» **Description of the task**: Repeat exactly, and only, the lines below starting at the line that contains "Thomas/fuzzy match functions edit" and ending at the line that contains "New in this", inclusive of both.

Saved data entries
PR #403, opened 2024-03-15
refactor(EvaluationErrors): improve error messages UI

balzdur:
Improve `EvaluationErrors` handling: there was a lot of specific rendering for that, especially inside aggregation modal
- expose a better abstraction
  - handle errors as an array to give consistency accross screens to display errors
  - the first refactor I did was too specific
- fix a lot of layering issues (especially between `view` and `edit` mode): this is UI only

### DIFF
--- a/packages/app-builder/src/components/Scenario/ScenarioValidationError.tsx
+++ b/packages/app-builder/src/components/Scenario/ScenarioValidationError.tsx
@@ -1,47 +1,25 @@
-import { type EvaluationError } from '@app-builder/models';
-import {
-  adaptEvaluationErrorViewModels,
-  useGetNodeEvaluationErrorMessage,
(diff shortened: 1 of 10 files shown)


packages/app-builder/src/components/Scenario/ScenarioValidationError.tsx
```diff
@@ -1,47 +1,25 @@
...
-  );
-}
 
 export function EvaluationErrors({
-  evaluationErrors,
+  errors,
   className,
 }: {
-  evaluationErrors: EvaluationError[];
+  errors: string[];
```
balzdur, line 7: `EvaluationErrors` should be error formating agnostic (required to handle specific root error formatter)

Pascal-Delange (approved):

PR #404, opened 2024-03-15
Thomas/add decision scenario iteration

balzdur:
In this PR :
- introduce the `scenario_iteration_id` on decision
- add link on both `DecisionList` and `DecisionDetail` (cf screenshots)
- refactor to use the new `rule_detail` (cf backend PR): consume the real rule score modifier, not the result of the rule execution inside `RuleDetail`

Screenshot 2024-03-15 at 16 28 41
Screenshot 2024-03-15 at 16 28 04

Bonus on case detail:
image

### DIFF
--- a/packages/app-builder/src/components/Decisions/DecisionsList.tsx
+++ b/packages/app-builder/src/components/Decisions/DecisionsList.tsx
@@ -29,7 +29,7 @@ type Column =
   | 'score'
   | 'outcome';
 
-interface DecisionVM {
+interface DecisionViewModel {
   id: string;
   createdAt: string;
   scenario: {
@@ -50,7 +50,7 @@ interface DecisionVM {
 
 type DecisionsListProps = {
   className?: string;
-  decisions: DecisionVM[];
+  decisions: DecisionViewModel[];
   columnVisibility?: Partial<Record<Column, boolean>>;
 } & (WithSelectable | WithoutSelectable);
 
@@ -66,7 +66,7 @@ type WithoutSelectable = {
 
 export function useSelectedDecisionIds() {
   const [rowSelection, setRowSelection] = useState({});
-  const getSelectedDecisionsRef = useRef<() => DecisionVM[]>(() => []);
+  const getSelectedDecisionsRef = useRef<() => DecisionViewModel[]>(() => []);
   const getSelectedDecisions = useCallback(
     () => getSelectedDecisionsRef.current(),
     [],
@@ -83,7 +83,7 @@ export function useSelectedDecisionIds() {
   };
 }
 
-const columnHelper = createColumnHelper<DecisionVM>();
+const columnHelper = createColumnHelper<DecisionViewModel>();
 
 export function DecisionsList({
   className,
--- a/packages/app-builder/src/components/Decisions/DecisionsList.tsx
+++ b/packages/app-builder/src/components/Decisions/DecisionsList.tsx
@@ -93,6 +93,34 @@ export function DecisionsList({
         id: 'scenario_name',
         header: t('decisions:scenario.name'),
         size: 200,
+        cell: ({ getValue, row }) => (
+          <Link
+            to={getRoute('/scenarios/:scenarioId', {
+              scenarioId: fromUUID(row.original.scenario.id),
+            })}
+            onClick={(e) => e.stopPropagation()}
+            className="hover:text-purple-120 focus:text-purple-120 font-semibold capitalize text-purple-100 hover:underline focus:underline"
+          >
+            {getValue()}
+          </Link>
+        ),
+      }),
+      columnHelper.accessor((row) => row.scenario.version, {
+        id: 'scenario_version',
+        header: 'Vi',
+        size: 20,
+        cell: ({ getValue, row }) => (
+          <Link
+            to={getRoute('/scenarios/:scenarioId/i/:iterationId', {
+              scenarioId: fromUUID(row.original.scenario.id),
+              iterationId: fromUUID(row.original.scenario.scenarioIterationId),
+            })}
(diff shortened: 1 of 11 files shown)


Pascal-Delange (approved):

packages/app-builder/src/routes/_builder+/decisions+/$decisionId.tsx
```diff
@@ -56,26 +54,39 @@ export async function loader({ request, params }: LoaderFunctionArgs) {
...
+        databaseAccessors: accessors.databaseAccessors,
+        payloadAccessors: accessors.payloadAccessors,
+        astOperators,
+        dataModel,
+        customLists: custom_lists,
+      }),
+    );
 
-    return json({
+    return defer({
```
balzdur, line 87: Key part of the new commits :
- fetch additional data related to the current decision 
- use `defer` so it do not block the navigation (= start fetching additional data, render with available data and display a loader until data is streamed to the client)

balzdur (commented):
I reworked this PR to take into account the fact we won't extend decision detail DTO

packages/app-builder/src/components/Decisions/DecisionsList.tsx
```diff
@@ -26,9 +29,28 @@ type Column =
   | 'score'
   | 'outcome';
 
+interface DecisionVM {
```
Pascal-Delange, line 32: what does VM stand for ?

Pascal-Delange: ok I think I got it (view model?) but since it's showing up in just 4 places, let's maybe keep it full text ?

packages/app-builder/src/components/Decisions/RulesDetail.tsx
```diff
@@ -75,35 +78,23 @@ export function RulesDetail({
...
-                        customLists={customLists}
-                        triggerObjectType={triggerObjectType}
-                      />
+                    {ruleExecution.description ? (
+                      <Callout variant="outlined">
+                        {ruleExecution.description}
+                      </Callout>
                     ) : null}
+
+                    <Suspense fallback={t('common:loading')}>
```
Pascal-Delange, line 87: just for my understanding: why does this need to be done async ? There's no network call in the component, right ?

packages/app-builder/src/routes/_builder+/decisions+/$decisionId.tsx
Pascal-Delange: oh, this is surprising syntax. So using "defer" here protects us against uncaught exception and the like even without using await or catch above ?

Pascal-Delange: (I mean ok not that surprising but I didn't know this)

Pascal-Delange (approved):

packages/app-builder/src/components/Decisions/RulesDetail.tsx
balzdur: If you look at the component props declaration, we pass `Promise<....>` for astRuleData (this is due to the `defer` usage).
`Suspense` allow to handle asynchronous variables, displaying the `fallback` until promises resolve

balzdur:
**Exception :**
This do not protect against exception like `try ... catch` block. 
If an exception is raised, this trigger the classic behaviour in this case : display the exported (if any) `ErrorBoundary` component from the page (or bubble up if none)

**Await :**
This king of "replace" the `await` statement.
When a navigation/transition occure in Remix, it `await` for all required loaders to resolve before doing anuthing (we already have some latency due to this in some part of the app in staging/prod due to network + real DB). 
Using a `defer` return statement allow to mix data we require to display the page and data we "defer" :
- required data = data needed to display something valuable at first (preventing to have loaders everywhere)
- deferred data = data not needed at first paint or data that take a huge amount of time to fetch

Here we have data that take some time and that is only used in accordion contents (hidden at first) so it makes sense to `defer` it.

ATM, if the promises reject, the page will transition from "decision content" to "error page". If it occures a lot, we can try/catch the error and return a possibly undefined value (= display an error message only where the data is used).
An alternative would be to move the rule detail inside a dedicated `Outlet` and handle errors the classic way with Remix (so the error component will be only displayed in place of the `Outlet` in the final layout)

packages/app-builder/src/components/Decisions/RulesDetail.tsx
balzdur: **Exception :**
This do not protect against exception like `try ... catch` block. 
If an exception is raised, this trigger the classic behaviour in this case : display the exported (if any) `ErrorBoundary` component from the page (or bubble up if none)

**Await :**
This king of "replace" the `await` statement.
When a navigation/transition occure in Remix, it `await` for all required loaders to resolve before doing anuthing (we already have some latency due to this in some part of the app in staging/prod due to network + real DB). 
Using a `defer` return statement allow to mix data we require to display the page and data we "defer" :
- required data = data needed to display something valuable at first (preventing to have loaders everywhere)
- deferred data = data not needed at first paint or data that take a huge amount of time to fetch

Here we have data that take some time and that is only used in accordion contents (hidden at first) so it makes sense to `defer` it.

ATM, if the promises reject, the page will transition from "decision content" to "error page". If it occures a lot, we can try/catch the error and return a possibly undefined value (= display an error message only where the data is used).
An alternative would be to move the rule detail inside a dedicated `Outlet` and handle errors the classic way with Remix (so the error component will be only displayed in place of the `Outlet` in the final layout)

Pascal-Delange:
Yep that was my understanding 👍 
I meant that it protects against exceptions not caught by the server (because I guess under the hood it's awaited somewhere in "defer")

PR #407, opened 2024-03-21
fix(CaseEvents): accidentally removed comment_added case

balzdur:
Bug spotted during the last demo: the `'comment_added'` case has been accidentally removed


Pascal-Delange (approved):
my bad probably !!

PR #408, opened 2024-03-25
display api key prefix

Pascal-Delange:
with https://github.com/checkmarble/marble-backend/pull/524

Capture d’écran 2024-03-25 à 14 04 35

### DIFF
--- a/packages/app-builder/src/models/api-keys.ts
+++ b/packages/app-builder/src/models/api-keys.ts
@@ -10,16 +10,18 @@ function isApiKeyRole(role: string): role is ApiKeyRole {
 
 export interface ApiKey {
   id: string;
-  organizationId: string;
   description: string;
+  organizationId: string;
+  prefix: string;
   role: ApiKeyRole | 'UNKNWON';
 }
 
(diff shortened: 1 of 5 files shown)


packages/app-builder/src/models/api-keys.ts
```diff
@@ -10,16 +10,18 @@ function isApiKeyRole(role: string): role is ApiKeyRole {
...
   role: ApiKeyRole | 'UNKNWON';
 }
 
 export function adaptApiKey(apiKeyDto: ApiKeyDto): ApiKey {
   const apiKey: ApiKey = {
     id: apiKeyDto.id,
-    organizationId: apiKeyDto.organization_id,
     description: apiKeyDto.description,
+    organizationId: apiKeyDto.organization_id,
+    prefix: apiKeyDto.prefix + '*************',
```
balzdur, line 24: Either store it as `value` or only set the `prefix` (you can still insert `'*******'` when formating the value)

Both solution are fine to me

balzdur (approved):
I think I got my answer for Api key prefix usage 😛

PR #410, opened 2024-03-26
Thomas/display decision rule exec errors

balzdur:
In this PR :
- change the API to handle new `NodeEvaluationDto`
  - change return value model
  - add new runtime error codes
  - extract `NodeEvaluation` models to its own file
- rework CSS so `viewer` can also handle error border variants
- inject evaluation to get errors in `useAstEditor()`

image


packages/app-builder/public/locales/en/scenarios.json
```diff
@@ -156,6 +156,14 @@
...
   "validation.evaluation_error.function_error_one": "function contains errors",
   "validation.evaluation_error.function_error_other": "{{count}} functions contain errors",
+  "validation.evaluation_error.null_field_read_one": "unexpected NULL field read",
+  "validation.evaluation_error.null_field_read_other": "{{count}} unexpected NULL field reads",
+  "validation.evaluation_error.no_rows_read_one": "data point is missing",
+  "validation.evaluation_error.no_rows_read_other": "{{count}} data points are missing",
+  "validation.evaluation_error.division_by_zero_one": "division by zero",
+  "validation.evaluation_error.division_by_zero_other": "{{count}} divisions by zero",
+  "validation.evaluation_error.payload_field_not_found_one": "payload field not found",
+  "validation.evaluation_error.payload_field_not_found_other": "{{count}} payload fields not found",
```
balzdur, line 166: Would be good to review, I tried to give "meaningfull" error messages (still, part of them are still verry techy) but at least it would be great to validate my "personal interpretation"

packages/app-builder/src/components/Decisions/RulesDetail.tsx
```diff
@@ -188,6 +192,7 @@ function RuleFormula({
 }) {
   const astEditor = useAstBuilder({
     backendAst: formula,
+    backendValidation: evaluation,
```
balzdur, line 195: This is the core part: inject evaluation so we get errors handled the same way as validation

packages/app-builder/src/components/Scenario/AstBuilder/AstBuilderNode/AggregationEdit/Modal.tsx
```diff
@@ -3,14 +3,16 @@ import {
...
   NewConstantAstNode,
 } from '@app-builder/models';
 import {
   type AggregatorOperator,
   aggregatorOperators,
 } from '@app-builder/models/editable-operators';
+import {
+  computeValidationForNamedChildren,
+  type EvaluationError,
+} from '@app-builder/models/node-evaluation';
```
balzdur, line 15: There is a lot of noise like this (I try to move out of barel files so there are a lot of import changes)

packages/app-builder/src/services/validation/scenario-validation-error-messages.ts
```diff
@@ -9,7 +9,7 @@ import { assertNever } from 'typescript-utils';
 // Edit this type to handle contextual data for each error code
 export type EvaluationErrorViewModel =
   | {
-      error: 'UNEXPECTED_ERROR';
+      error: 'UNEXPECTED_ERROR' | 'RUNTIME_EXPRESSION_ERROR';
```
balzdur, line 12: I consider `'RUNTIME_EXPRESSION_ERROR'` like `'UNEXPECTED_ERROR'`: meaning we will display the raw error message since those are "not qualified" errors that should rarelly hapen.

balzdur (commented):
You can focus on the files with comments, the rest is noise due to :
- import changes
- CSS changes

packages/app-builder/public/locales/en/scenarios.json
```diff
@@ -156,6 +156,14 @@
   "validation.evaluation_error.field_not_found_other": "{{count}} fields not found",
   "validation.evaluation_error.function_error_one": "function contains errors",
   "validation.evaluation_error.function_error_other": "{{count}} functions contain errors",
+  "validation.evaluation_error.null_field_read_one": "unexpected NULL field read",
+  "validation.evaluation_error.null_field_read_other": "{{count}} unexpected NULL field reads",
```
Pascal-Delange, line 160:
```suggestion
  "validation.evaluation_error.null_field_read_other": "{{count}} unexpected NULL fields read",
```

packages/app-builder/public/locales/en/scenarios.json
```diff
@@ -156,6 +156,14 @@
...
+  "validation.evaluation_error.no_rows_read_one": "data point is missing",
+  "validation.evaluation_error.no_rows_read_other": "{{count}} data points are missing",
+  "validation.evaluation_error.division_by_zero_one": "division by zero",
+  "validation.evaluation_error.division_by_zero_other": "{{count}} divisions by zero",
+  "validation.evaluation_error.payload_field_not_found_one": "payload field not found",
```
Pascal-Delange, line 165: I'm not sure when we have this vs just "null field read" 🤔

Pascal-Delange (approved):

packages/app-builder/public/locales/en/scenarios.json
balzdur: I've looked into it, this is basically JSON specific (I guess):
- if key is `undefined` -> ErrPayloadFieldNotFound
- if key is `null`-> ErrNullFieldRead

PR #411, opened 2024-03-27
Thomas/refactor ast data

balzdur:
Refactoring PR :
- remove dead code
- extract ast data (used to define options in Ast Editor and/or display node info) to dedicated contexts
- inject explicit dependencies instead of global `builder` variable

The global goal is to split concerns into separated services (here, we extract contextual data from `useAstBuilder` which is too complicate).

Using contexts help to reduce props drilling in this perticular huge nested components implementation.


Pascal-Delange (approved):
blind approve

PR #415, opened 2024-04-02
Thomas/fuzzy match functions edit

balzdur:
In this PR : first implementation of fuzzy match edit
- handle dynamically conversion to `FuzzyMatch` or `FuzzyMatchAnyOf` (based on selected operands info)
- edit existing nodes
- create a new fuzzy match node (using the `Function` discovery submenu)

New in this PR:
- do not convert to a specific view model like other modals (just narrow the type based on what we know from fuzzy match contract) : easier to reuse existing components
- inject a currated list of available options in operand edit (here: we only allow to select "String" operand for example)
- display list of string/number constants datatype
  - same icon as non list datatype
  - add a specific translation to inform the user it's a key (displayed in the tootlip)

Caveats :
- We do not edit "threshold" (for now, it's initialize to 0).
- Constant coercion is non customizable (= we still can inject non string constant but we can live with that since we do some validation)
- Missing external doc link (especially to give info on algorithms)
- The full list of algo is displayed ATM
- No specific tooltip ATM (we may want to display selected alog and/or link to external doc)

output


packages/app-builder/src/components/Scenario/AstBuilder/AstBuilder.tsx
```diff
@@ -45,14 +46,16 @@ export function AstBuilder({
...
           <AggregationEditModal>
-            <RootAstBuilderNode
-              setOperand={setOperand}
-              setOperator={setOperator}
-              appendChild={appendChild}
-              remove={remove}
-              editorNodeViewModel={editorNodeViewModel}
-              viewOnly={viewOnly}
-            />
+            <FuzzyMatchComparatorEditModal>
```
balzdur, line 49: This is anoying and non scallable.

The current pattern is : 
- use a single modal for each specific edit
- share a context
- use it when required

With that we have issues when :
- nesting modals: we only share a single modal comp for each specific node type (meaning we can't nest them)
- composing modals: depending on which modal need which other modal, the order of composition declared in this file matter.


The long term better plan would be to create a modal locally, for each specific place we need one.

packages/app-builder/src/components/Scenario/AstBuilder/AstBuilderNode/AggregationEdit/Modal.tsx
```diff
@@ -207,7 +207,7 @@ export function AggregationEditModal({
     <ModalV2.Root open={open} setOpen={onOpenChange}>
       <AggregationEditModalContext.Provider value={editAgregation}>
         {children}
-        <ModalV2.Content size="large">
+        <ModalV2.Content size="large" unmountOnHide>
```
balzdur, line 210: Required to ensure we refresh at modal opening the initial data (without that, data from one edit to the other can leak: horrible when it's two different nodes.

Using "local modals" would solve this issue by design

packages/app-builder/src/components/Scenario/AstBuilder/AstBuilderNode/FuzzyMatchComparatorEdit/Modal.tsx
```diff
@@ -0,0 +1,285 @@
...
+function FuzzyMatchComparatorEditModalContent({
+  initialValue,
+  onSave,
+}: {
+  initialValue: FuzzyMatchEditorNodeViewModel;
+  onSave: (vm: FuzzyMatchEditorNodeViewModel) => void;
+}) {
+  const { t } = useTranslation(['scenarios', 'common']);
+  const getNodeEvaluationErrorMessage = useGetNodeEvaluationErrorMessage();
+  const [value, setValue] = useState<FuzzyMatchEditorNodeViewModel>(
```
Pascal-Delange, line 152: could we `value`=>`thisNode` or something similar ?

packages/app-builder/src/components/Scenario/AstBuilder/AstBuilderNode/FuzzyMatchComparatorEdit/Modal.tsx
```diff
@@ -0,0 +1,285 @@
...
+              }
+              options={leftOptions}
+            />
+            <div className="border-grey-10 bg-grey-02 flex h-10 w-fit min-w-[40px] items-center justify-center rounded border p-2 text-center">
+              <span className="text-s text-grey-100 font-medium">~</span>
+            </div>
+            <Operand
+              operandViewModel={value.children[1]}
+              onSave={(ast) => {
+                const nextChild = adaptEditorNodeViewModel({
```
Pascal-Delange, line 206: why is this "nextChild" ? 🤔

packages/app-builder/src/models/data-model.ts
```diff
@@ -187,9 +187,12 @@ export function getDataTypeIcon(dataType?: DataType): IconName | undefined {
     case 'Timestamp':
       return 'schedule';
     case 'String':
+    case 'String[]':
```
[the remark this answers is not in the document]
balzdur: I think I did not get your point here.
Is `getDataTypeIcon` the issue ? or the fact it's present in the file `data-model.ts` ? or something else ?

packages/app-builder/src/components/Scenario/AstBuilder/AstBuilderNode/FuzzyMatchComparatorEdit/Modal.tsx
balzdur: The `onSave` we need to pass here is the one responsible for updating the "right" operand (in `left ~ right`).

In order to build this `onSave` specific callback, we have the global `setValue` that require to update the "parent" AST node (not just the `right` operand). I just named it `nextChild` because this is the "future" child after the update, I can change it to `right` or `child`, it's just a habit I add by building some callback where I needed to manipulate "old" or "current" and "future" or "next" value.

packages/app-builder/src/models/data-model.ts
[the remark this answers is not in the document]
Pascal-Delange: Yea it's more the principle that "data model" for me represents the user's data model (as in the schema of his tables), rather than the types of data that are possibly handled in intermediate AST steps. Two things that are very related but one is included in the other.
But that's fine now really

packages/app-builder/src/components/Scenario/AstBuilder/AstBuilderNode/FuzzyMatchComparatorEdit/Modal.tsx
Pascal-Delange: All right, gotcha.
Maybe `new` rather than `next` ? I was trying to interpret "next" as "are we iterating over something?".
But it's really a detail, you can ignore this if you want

» **Output for this exercise**:
Thomas/fuzzy match functions edit

balzdur:
In this PR : first implementation of fuzzy match edit
- handle dynamically conversion to `FuzzyMatch` or `FuzzyMatchAnyOf` (based on selected operands info)
- edit existing nodes
- create a new fuzzy match node (using the `Function` discovery submenu)

New in this PR:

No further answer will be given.